▸ **Task to complete**:
Which lines in the data contain the word "docker"? Please copy each of them.

[Stored data]
PR #273, opened 2025-04-24
Fix Go controller README and add missing kustomization.yaml

### LINKED ISSUE #250: README for go controller seems out of date
The doc https://github.com/kagent-dev/kagent/tree/main/go mentions commands like `make docker-build` but it doesn't work.
```shell
> make docker-build

make: *** No rule to make target `docker-build'.  Stop.
```

Other command such as `make install`, `make tests`, and `make tests-e2e` also fails for me e.g.:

▸ **Task response**:
The doc https://github.com/kagent-dev/kagent/tree/main/go mentions commands like `make docker-build` but it doesn't work.
> make docker-build
make: *** No rule to make target `docker-build'.  Stop.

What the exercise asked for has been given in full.